What is Vipassana?
Broadly speaking, Vipassana is an old-school Buddhist meditation technique which translates as “insight into the true nature of reality.”
But I’ve always been familiar with Vipassana in a more specific sense, in regard to the 10-day silent meditation retreats offered around the world, free of charge (including room and board). Ever since my a few of my friends sat Vipassana courses in college, I’ve been curious to do one myself and waiting for the right moment.
This year, gifted with some spare time at the end of my personal travels in New Zealand, I signed up for a course at Dhamma Medini, the country’s only Vipassana center. In the months leading up I happily awaited the course, mentally prepared for it, and promised myself that I would stay the whole 10 days. This is something I’d been waiting a long time for.
I went, I sat–and five days later, I left.

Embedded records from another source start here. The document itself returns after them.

PR #293, opened 2015-09-14
Add temporary Money to Prisoners survey to request send page

teneightfive:
This adds a temporary survey to gather more feedback for the Money to Prisoners service. 

It is essentially a duplication of PR #138 but with a new [survey](https://www.surveymonkey.com/r/PJWKMSQ).

### DIFF
--- a/app/assets/javascripts/shame.js
+++ b/app/assets/javascripts/shame.js
@@ -45,6 +45,11 @@ $(function () {
 
     $(this).closest('.BookingCalendar').siblings('p').find('span').text(days[date.getDay()] +' '+ date.getDate() +' '+ months[date.getMonth()]);
   });
+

I write these words on a public library terminal, in the closest city to Dhamma Medini, just a few hours after leaving. This is the story of my retreat, why I quit, and how this marks the demise of my long-time infatuation with Buddhism.
What is Vipassana?
Let’s try that question again, this time referring specifically to the 10-day courses created by S.N. Goenka. Let’s start with a few analogies.
Vipassana is like summer camp for adults. You get to live in a cabin with your new friends, surrounded by nature, eating communal meals. Except you don’t get to talk to any of these friends, there are no activities, girls and boys are kept almost entirely separate, and you’re told exactly what to do from 4:30am to 9:00pm.
Vipassana is like a voluntary prison sentence. You start your day with 2 hours of solitary confinement, followed by a brief meal and brisk walk, and then it’s forced sitting for an hour, followed by two more hours of solitary confinement, lunch and a brisk walk, a few more hours of solitary confinement, another hour of forced sitting, more solitary, a cup of tea and a pear, forced sitting, a mandatory lecture, and more forced sitting. Seven hours later, you do it all again. You’re free to leave at any time, but you’re not free to opt out of the structure.
Vipassana is like living in a retirement home. There’s simply nothing to do there. You don’t really talk to anyone. You don’t move beyond a limited area. You shuffle between your room, a dining hall, a large common area, and a very small outdoor area. While you are surrounded by many people, you are fundamentally left alone to think, observe, and recollect.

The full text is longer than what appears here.